Your answer should be every line of the records that contains the word "bufferSize".
Top of Input data
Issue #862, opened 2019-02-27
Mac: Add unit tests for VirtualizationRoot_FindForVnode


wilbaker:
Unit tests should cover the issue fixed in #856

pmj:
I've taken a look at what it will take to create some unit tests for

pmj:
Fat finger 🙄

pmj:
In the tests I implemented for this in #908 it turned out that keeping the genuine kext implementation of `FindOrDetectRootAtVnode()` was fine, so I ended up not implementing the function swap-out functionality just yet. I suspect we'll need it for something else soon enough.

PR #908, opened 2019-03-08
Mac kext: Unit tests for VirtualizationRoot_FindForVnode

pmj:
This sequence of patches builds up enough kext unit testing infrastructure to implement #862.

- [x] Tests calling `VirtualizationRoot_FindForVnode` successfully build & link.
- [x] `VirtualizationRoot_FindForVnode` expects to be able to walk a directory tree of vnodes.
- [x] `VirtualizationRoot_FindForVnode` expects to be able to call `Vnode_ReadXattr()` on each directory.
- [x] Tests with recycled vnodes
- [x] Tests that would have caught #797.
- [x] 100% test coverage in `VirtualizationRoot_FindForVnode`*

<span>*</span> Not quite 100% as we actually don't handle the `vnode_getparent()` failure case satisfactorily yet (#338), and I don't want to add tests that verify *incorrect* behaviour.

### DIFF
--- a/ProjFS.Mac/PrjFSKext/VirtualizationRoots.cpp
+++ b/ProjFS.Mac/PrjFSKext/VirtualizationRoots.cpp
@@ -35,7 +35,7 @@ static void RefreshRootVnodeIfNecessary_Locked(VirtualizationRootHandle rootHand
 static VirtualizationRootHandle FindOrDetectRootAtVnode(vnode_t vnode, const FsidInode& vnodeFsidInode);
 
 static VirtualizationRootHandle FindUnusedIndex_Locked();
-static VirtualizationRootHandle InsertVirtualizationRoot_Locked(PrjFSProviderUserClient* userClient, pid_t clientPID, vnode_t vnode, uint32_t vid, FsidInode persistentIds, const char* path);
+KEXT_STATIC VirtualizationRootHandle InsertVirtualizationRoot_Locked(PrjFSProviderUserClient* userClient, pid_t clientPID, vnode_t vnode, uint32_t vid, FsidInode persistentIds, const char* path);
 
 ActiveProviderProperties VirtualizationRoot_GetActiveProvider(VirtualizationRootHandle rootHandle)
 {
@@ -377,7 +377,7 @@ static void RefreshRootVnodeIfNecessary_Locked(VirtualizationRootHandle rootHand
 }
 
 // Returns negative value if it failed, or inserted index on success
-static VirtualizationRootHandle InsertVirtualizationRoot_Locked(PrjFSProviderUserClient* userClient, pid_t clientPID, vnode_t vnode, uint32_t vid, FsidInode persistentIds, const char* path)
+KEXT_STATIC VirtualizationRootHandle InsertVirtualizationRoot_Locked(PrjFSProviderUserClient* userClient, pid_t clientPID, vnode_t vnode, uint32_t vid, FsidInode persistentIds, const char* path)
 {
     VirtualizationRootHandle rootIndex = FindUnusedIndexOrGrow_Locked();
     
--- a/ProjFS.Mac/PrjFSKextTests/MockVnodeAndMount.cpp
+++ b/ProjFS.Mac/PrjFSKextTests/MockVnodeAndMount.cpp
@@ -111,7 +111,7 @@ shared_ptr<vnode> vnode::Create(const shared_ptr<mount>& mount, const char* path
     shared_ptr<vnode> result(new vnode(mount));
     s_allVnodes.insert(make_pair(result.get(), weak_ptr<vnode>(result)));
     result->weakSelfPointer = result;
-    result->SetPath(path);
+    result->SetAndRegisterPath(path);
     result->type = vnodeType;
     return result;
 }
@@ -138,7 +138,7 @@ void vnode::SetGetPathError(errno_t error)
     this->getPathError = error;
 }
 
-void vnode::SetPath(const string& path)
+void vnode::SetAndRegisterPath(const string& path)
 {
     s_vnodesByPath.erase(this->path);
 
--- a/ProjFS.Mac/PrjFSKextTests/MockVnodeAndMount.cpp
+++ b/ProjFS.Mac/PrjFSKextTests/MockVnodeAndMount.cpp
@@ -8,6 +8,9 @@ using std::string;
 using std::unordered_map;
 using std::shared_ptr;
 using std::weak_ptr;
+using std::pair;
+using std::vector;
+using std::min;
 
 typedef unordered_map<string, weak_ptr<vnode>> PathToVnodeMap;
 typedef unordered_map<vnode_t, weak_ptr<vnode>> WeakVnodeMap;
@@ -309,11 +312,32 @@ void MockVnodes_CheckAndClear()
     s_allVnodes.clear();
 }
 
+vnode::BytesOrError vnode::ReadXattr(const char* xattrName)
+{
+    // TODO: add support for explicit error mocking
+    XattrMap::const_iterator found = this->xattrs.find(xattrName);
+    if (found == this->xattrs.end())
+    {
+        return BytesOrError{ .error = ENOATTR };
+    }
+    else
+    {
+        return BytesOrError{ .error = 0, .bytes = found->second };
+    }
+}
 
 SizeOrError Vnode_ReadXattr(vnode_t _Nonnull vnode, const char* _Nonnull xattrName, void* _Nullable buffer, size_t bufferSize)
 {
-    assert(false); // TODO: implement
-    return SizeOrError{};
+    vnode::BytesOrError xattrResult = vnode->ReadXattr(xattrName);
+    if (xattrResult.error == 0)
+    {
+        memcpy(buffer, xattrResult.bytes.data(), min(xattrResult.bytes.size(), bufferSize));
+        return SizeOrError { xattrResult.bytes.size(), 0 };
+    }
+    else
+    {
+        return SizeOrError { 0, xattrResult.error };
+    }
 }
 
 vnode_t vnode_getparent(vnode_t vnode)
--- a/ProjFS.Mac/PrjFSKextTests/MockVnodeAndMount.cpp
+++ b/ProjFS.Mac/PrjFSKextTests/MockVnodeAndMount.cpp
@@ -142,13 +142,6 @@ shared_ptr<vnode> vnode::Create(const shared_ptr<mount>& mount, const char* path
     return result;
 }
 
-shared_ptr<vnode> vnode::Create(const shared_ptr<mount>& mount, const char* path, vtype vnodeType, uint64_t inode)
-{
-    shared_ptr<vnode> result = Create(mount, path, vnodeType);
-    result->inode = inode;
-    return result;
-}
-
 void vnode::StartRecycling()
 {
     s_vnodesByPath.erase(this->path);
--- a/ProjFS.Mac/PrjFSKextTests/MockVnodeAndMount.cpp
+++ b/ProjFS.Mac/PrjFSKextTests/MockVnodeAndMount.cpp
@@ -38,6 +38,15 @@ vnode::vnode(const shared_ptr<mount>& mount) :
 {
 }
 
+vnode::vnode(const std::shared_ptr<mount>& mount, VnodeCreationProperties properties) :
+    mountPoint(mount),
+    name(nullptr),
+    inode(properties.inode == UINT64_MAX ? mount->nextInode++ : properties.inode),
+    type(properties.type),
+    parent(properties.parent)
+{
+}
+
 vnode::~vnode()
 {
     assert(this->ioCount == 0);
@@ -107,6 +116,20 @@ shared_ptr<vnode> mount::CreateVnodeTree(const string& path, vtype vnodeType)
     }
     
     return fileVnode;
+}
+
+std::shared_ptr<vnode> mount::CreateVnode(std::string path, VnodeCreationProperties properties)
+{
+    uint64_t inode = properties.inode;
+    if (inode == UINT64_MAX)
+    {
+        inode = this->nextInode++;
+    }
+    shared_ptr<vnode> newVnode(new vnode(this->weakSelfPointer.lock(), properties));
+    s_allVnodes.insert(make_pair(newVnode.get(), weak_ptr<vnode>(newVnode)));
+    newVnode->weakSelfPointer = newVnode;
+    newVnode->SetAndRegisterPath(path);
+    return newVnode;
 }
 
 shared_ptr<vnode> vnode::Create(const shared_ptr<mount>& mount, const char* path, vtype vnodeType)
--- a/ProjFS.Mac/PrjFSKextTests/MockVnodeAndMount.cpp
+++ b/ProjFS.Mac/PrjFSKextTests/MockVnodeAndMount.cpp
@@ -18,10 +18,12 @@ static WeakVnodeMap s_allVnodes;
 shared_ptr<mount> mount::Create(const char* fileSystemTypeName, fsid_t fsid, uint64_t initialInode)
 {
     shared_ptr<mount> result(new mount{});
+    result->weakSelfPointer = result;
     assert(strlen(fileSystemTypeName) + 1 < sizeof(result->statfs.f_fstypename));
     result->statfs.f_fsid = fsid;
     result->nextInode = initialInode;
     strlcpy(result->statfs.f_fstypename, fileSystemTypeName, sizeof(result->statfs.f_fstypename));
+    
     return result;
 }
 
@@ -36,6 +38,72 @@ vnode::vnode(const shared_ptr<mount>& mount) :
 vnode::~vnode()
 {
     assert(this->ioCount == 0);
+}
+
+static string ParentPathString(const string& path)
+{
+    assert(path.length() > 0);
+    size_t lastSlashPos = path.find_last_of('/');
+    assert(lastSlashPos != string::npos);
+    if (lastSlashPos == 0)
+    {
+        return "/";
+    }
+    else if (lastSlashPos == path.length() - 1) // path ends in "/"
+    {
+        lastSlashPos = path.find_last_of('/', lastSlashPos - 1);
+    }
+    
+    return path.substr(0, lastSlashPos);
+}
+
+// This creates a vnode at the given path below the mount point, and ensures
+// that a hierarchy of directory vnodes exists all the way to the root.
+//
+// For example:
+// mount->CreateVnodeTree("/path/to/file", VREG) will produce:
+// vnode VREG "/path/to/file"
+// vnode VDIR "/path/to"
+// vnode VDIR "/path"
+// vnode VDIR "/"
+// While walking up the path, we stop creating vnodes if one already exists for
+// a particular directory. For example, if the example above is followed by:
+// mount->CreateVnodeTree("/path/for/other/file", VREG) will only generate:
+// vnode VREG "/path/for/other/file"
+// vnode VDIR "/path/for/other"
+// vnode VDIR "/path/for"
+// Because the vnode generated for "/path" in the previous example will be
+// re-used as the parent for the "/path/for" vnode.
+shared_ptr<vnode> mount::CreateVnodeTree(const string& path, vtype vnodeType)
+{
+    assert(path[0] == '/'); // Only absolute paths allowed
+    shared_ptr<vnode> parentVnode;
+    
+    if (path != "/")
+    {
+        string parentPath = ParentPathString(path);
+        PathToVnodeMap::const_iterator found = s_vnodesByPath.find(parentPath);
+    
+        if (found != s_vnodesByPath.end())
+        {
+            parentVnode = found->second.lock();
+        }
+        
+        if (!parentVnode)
Bottom of Input data
Top of Input data
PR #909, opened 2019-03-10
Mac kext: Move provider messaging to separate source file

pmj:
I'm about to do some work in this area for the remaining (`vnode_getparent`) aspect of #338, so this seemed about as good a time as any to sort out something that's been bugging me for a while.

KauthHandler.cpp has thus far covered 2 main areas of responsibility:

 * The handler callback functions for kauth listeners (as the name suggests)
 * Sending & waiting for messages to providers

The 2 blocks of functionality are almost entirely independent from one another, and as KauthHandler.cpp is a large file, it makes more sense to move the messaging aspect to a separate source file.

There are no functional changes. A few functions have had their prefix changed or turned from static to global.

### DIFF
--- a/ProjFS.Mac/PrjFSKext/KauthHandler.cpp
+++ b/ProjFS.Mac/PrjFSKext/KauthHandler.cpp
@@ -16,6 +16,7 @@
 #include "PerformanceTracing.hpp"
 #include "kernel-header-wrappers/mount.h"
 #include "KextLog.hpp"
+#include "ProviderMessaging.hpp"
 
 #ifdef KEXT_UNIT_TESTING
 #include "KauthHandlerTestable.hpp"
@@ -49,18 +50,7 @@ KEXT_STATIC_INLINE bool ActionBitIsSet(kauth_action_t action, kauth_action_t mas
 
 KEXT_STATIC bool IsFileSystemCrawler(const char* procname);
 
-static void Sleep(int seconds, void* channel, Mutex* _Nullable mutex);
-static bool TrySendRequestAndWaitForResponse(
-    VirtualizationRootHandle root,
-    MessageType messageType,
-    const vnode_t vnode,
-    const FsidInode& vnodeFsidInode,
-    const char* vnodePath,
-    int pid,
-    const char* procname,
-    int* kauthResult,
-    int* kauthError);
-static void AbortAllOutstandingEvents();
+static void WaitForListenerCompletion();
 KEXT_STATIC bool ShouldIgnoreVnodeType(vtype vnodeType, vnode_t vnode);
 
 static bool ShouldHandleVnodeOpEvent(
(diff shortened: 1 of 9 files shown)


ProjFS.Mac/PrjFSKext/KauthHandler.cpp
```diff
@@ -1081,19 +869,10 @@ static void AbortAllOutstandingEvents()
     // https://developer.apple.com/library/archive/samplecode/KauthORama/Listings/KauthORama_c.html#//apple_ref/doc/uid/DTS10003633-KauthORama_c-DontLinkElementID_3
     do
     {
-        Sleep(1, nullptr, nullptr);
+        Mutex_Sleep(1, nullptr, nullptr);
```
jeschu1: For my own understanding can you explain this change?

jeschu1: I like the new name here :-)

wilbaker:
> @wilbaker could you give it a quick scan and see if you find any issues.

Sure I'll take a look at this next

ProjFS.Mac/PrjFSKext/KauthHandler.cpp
Bottom of Input data
Answer box:
 SizeOrError Vnode_ReadXattr(vnode_t _Nonnull vnode, const char* _Nonnull xattrName, void* _Nullable buffer, size_t bufferSize)
+        memcpy(buffer, xattrResult.bytes.data(), min(xattrResult.bytes.size(), bufferSize));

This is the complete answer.